Total duration: ~1 400 ms

Key Observations

  • Policy evaluation is sub-millisecond even at P99 for typical allowlists (≤ 1 000 tools). At 10 000 tools P99 is still under 1 ms.
  • PII redaction is ~0.03 ms for short text and ~0.13 ms for 2 KB text at P50, dominated by regex scanning.
  • Guard overhead and rate limiter are effectively zero-cost at < 1 μs per call.
  • End-to-end enforcement (policy + audit + guard) is < 0.1 ms at P50, < 1 ms at P99. Adding PII redaction pushes P50 to ~0.09 ms.
  • Audit chain verification scales linearly — ~1.1 ms for 100 entries.

Reproduction

CLI

# Default: 1000 iterations, Markdown output
python -m benchmarks.run

# 5000 iterations, JSON output
python -m benchmarks.run --iterations 5000 --format json

# Both formats, written to disk
python -m benchmarks.run --format all --output results/

Python API

from enforcecore.eval.benchmarks import BenchmarkRunner

runner = BenchmarkRunner()
suite = runner.run_all(iterations=1000)

# Markdown report
print(suite.to_markdown())

# JSON export
with open("results.json", "w") as f:
    f.write(suite.to_json())

CI

Benchmarks run in CI on every push. The workflow uses --format json to produce machine-readable output for regression detection.
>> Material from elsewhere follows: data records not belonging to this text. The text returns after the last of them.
PR #439, opened 2020-04-01
SWIFT-621 Provide default values for WriteModel options associated values

patrickfreed:
[SWIFT-621](https://jira.mongodb.org/browse/SWIFT-621)

I looked through the [rest of our enums](https://mongodb.github.io/mongo-swift-driver/MongoSwift/Enums.html) (ty jazzy) and didn't see anything else that needed this treatment besides `WriteModel`.


kmahar:
lgtm, though it just occurred to me we can probably remove `options: nil` from a lot of places in the bulk write tests now?

patrickfreed:
good point, done

PR #734, opened 2022-02-02
SWIFT-1383 Test that driver only creates implicit session after connection checkout

kmahar:
This didn't require any driver changes, but there was a prose test added so I went ahead with writing that. 

Prose test description:
```
To confirm that implicit sessions only allocate their server session after a successful connection checkout

    * Create a MongoClient with the following options: ``maxPoolSize=1`` and ``retryWrites=true``
    * Attach a command started listener that collects each command's lsid
    * Initiate the following concurrent operations
      * insertOne
      * deleteOne
      * updateOne
      * bulkWrite ``[ { updateOne } ]``
      * findOneAndDelete
      * findOneAndUpdate
      * findOneAndReplace
      * find
    * Wait for all operations to complete
    * Assert that all commands contain the same lsid
```

### DIFF
--- a/.evergreen/config.yml
+++ b/.evergreen/config.yml
@@ -1399,7 +1399,7 @@ buildvariants:
   display_name: "${sanitize} ${os-fully-featured} ${ssl-auth}"
   matrix_spec:
     os-fully-featured: "ubuntu-18.04"
-    swift-version: "5.5"
+    swift-version: "5.4" # TODO SWIFT-1499: update to Swift 5.5
     ssl-auth: "*"
     sanitize: "tsan"
   tasks:
--- a/Tests/MongoSwiftSyncTests/ClientSessionTests.swift
+++ b/Tests/MongoSwiftSyncTests/ClientSessionTests.swift
@@ -320,6 +320,8 @@ final class SyncClientSessionTests: MongoSwiftTestCase {
         }
     }
 
+    /// Sessions spec test 13 was easier to write with concurrency and lives in MongoSwiftTests/AsyncAwaitTests.swift.
+
     /// Test that causal consistency guarantees are met on deployments that support cluster time.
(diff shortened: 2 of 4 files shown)


Tests/MongoSwiftSyncTests/ClientSessionTests.swift
```diff
@@ -512,17 +514,6 @@ final class SyncClientSessionTests: MongoSwiftTestCase {
             expect(startedEvents).to(haveCount(1))
             expect(startedEvents[0].command["readConcern"]?.documentValue?["afterClusterTime"]).to(beNil())
         }
-
-        // Causal consistency spec test 10: When an unacknowledged write is executed in a causally consistent
```
kmahar, line 516: this is that outdated sessions test we were supposed to delete anyway

.evergreen/config.yml
```diff
@@ -1399,7 +1399,7 @@ buildvariants:
   display_name: "${sanitize} ${os-fully-featured} ${ssl-auth}"
   matrix_spec:
     os-fully-featured: "ubuntu-18.04"
-    swift-version: "5.5"
+    swift-version: "5.4" # TODO SWIFT-1499: update to Swift 5.5
```
kmahar, line 1402: filed SWIFT-1499 to track eventually updating this to 5.5 once relevant Swift issues are fixed. we could have stayed with 5.5 and updated the test scripts so that we would run every suite besides the async/await ones, but that would have required either a very long/ugly regex to match every suite name that does not contain "AsyncAwait", or pulling out the async/await tests into their own target, so this seemed like a reasonable solution for now

isabelatkinson (approved):

patrickfreed (approved):
love to see how async/await made this test super easy to read :heart_eyes:

PR #736, opened 2022-02-03
SWIFT-1466 Implement `updateAverageRoundTripTime` for `ServerDescription`

isabelatkinson:


Sources/MongoSwift/SDAM.swift
```diff
@@ -447,3 +479,14 @@ extension TopologyDescription {
         return []
     }
 }
+
+extension ServerDescription {
+    internal mutating func updateAverageRoundTripTime(roundTripTime: Double) {
+        if let oldAverageRTT = self.averageRoundTripTimeMS {
+            let alpha = 0.2
+            self.averageRoundTripTimeMS = alpha * Double(roundTripTime) + (1 - alpha) * oldAverageRTT
```
kmahar, line 487: looks like `roundTripTime` is already a `Double`, so is casting it a `Double` here needed? (same q for line 489)

kmahar (commented):
LGTM mod one question

Sources/MongoSwift/SDAM.swift
isabelatkinson: oh yeah it was originally an `Int` so it needed to be cast but not anymore, removed

kmahar (approved):

patrickfreed (approved):

PR #738, opened 2022-02-09
SWIFT-1459 Handle errors that occur when opening connection pool

kmahar:
Introduces a new state for a `ConnectionPool` indicating that the asynchronous work to start the pool failed. This can occur if, for example, an invalid option is specified via TXT record.

### DIFF
--- a/Sources/MongoSwift/ConnectionPool.swift
+++ b/Sources/MongoSwift/ConnectionPool.swift
@@ -45,6 +45,8 @@ internal class ConnectionPool {
         case opening(future: EventLoopFuture<OpaquePointer>)
         /// Indicates that the `ConnectionPool` is open and using the associated pointer to a `mongoc_client_pool_t`.
         case open(pool: OpaquePointer)
+        /// Indicates that the `ConnectionPool` failed to open due to the associated error.
+        case failedToOpen(error: Error)
         /// Indicates that the `ConnectionPool` is in the process of closing. Connections can be checked back in, but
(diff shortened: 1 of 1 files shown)


Sources/MongoSwift/ConnectionPool.swift
```diff
@@ -147,10 +171,18 @@ internal class ConnectionPool {
             case let .open(pool):
                 self.state = .closing(pool: pool)
             case let .opening(future):
-                let pool = try future.wait()
-                self.state = .closing(pool: pool)
+                do {
+                    let pool = try future.wait()
+                    self.state = .closing(pool: pool)
+                } catch {
+                    self.state = .closed
```
kmahar, line 178: I wasn't sure whether we should also throw the error here in addition to transitioning the state. currently if you did something like this you would never see the error:
```swift
let client = try MongoClient("uri-triggering-the-problem-here")
try client.syncClose()
```

but if you tried to use the client at all in between creation and close, you would see it.

ultimately a case like this seemed unlikely to me - why create a client to never use it? - and propagating the error would have complicated client shutdown logic (would we consider the client to have failed closing if its pool failed to open?) so I went with this for now, but let me know what y'all think

isabelatkinson: yeah, I agree that a failure to open the pool doesn't necessarily indicate a failure to close the pool (and thereby the client) -- this seems fine to me

isabelatkinson (approved):

PR #739, opened 2022-02-09
Automatically use latest patch for each Swift release in CI

kmahar:
We now specify Swift versions of the form x.y, and at installation time query the Swift GitHub repo to find the latest matching release tag and write the value to a file.
We then add an expansion to set the SWIFT_VERSION variable used throughout the config/test scripts.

See .github/workflows/ci.yml for configuration.

Output Formats

JSON

{
  "metadata": {
    "timestamp": "2026-02-21T15:56:09Z",
    "python_version": "3.14.2",
    "platform": "Darwin arm64",
    "cpu": "arm",
    "machine": "arm64",
    "enforcecore_version": "1.0.0",
    "total_duration_ms": 1372.34
  },
  "results": [
    {
      "name": "policy_pre_call",
      "iterations": 1000,
      "warmup_iterations": 100,
      "mean_ms": 0.0927,
      "p50_ms": 0.0118,
      "p95_ms": 0.0196,
      "p99_ms": 0.2275,
      "p999_ms": 69.3257,
      "std_dev_ms": 2.1955
    }
  ]
}

Markdown

The to_markdown() method renders a self-contained report section with environment metadata and a Markdown table, suitable for pasting into GitHub issues or documentation.